Nyeri Berkepanjangan Setelah Serangan Jantung Bisa Sama Berbahayanya dengan Merokok

Rasa sakit yang berkelanjutan satu tahun setelah serangan jantung bisa sama berbahayanya dengan merokok atau menderita diabetes, menurut sebuah studi besar baru dari Swedia.
Para peneliti menemukan bahwa pasien dengan nyeri persisten menghadapi risiko kematian dini yang jauh lebih tinggi —terlepas dari lokasi nyeri tersebut di tubuh.
Studi yang dipimpin oleh para peneliti dari Universitas Dalarna, Region Dalarna, Karolinska Institutet, dan Universitas Uppsala ini mengamati 98.400 orang yang pernah mengalami serangan jantung.
Data berasal dari daftar kualitas nasional SWEDEHEART, dan pasien dipantau hingga 16 tahun.
Hasilnya mengejutkan: mereka yang mengalami nyeri hebat satu tahun setelah serangan jantung memiliki risiko kematian hingga 70% lebih tinggi selama periode tindak lanjut dibandingkan dengan pasien yang tidak melaporkan nyeri.
Peningkatan risiko ini serupa dengan ancaman kesehatan jantung yang umum diketahui seperti merokok dan tekanan darah tinggi.
Yang penting, risiko ini berlaku bahkan bagi orang yang tidak memiliki masalah kesehatan lain.
"Kami menunjukkan bahwa bahkan pasien yang lebih muda, dengan berat badan normal tanpa gejala lain yang melaporkan nyeri, memiliki risiko kematian yang lebih tinggi," kata Profesor Johan Ärnlöv dari Universitas Dalarna dan Institut Karolinska.
"Hal ini juga berlaku bagi mereka yang tidak mengalami nyeri dada, yang menunjukkan bahwa nyeri persisten—di mana pun di tubuh—merupakan risiko yang sering diabaikan dalam perawatan jantung."
Para peneliti menekankan bahwa nyeri tidak harus berada di dada untuk menjadi berbahaya.
Baik di punggung, sendi, atau di tempat lain, nyeri jangka panjang tampaknya terkait dengan tingkat kelangsungan hidup yang lebih buruk setelah serangan jantung.
Hal ini menantang gagasan bahwa hanya nyeri dada yang signifikan dalam tindak lanjut penyakit jantung.
Nyeri persisten setelah serangan jantung bukanlah hal yang jarang terjadi.

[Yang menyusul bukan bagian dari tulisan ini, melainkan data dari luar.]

Issue #4398, opened 2019-04-24
Implement bart.


trivialfis:
Hi all,

## Introduction
Recently I have been reading **[Bayesian Additive Regression Tree](https://arxiv.org/pdf/0806.3286.pdf)** and started to implement it on top of XGBoost.  It's a tree ensemble model with MCMC(modified gibbs) sampling for structure learning.  Recent years some variances have been proposed, mostly tuning the sampling method to get higher performance or lower computation cost.  Currently I'm still trying to get a grasp for the original version.

Although XGBoost itself is a gradient boosting framework, but exception like random forest is also implemented in the library.  I would like to know the interest in this subject.  If the algorithm is accepted as part of XGBoost, I will try to implement it as a plugin for initial support.

## Existing implementation
The algorithm has been implemented many times as R package:
- [bart machine](https://github.com/cran/bartMachine)
- [bart](https://github.com/cran/BART.git)
- [bart bma](https://github.com/BelindaHernandez/BART-BMA.git)
- and the original implementation.

Also one WIP Python project:
- [bartpy](https://github.com/JakeColtman/bartpy)

I don't quite understand the R packages' source code so am only familiar with bartpy.

## My plan
Even though currently I'm still at "trying to do it", but already have over 1000 lines of code added so it's not trivial.  If the model is accepted I will first submit a naive implementation that can be reviewed.

@tqchen @hcho3 @RAMitchell @CodingCat

hcho3:
@trivialfis This is interesting. I will need to give myself some time to review the paper.

I think you should do either 1) write a RFC to explain your (software) design, in the form similar to dmlc/tvm#2889 OR 2) write a draft pull request that can be easily reviewed.

PR #4412, opened 2019-04-27
Initial commit for bart.

trivialfis:
Introduced in #4398, this is a draft implementation of  **[Bayesian Additive Regression Tree](https://arxiv.org/pdf/0806.3286.pdf)**.  It's a tree ensemble model with MCMC(CGM98 gibbs) as structure learning algorithm.  Although  XGBoost is a gradient boosting library, which is quite different than sampling methods.  There are Bayesian methods that use gradient, but to my knowledge non has apply it on tree model yet.  I'm interested in this subject and want to work on it in the future if possible.  I hope that implementing bart can open up the possibility of Bayesian view in XGBoost.

Currently it's far from usable, notably missing a predictor, classification support, burn in support and optimization is non-exist.  Also, please ignore the styling.

Other than these, there are a few design issues to be addressed:
- gibbs sampling doesn't use gradient at all so there will be conflict with current internal structure.
- sampling based method is kind of hard to test.
- missing data handling is difficult since we can't just accumulate some statistic.

In this PR a `GibbsUpdater` is created to coordinate the sampling iteration, while `TreeMutation` class is an enhanced version of `RegTree` with specific sampling features.  New model lives in plugin for now.  I would like to know the opinion from community about this added feature. The development will continue if it's accepted as an useful model and suitable to live in XGBoost.

@tqchen @hcho3 @RAMitchell @CodingCat and anyone who's interested. ;-)

### DIFF
--- a/CMakeLists.txt
+++ b/CMakeLists.txt
@@ -31,6 +31,7 @@ address, leak and thread.")
 ## Plugins
 option(PLUGIN_LZ4 "Build lz4 plugin" OFF)
 option(PLUGIN_DENSE_PARSER "Build dense parser plugin" OFF)
+option(PLUGIN_BART "Build bart plugin" ON)
 
 ## Deprecation warning
 if (USE_AVX)
@@ -54,6 +55,10 @@ if (USE_CUDA)
   format_gencode_flags("${GPU_COMPUTE_VER}" GEN_CODE)
   message(STATUS "CUDA GEN_CODE: ${GEN_CODE}")
 endif (USE_CUDA)
+
+if (PLUGIN_BART)
+  add_subdirectory(${CMAKE_CURRENT_LIST_DIR}/plugin/bart)
+endif (PLUGIN_BART)
 
 # dmlc-core
 add_subdirectory(${PROJECT_SOURCE_DIR}/dmlc-core)
--- a/include/xgboost/tree_model.h
+++ b/include/xgboost/tree_model.h
@@ -495,7 +495,7 @@ class RegTree {
    */
   void FillNodeMeanValues();
 
- private:
+ protected:
   // vector of nodes
   std::vector<Node> nodes_;
   // free node space, used during training process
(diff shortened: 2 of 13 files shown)


CodingCat:
It may take a while for me to read the paper first...

CodingCat:
@yinlou looks like relevant to your research

yinlou:
Overall structure makes sense to me. It would be interesting to include some benchmark results on open datasets to show the benefits of BART.

trivialfis:
I have a local implementation that is more complete and testable.  By now I have some experience with various Bayesian methods.  I think one of the problems of these models that rarely mentioned in literatures, is their heavy usage of `log` and `exp`.  It's very difficult to avoid numeric overflow/underflow.

trivialfis:
Nah, let's stay with GB.  For anyone interested in where did this go, see https://github.com/trivialfis/kapok .

trivialfis:
Here's a simple explanation why I dropped the idea of merging it into XGBoost, for anyone who's interested.  And sorry for the noise.

BART, like many other ensemble model, one first train a weak model, ask it for prediction, then subtract its prediction from true labels (y) and get the error.  After that we train another weak model, use previous error as the new target, add the second model's prediction to the first one to reduce total error, and so on.  Instead of using greedy exploration, BART uses sampling method, with each stage's error combined with other factors as the sampling mean, specifically mean of Gaussian distribution for leaves' value.

During each stage, it draws leaves' value non-deterministically, which means it can draw a good tree that reduces the error.  But it's also possible that it draw a bad tree that somehow enlarge the error.  Mathematically the error should still converge to zero.  But in my experiments, due to its heavy use of 'log', 'exp' and division, numeric overflows happens easily.  If in one of the training iterations we get a numeric overflow for one leaf (we prefer small trees so every leaf matters), all the previous training is basically ruined.  And the next iteration will use the mean containing this ridiculous error to sample new values, therefore it won't be corrected quickly.  In general it's not a very robust way to train a model.

A possible fix at the algorithm level is, we somehow add rejection sampling for leaves' value and related factors, that accepts drawn values probabilistically conditioned on new errors.  But that would be a research project for the future. ;-)  Thanks for the attention on this.

@yinlou @RAMitchell @CodingCat @hcho3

Dalam studi ini, 43% peserta melaporkan nyeri ringan hingga berat setahun kemudian.
Meskipun demikian, nyeri kronis sering diremehkan dalam diskusi kesehatan jantung.
Sejak 2019, Organisasi Kesehatan Dunia (WHO) telah mengakui nyeri kronis sebagai penyakit tersendiri.

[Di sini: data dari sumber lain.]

PR #4419, opened 2019-04-30
[BLOCKING] Make CMakeLists.txt compatible with CMake 3.3

### LINKED ISSUE #4415: XGBoost fails to build because of missing -pthread and -fopenmp cmake directives
1. -pthread is not included into CMAKE_CXX_FLAGS
2. -fopenmp is not included into CMAKE_CXX_FLAGS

Para peneliti percaya bahwa nyeri kronis juga harus diperlakukan sebagai faktor risiko independen untuk kematian dini, terutama pada orang yang pernah mengalami serangan jantung.
“Kita perlu lebih tegas mengakui nyeri kronis sebagai faktor risiko kematian dini, bukan sekadar gejala,” kata rekan penulis studi Lars Berglund, profesor tambahan di Universitas Dalarna dan berafiliasi dengan Universitas Uppsala.

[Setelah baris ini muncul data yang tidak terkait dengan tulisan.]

PR #4425, opened 2019-04-30
[jvm-packages] Tutorial on handling missing values

Daniel8hen:
add tutorial on missing values and how to handle those within XGBoost.

### DIFF
--- a/doc/jvm/xgboost4j_spark_tutorial.rst
+++ b/doc/jvm/xgboost4j_spark_tutorial.rst
@@ -153,16 +153,22 @@ Now, we have a DataFrame containing only two columns, "features" which contains 
 "sepal length", "sepal width", "petal length" and "petal width" and "classIndex" which has Double-typed
 labels. A DataFrame like this (containing vector-represented features and numeric labels) can be fed to XGBoost4J-Spark's training engine directly.
 
-Dealing with missing values (NaN / Null):
+Dealing with missing values (NaN / Null)
 --------------------------
 
-In case a feature (column) contains missing values (NaN / NULLs) for any reason (could be related to business logic / wrong data ingestion process / any other reason), one should handle it in the below manner, following the below steps:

Penelitian ini dikembangkan berdasarkan studi sebelumnya dari tahun 2023, yang mengamati 18.000 pasien selama delapan tahun.
Dengan menggunakan kumpulan data yang lima kali lebih besar dan melacak orang hingga dua kali lebih lama, temuan baru ini memberikan bukti yang lebih kuat tentang hubungan antara nyeri persisten dan kematian dini pada penyintas serangan jantung.
Studi selengkapnya dipublikasikan di jurnal IJC Heart & Vasculature.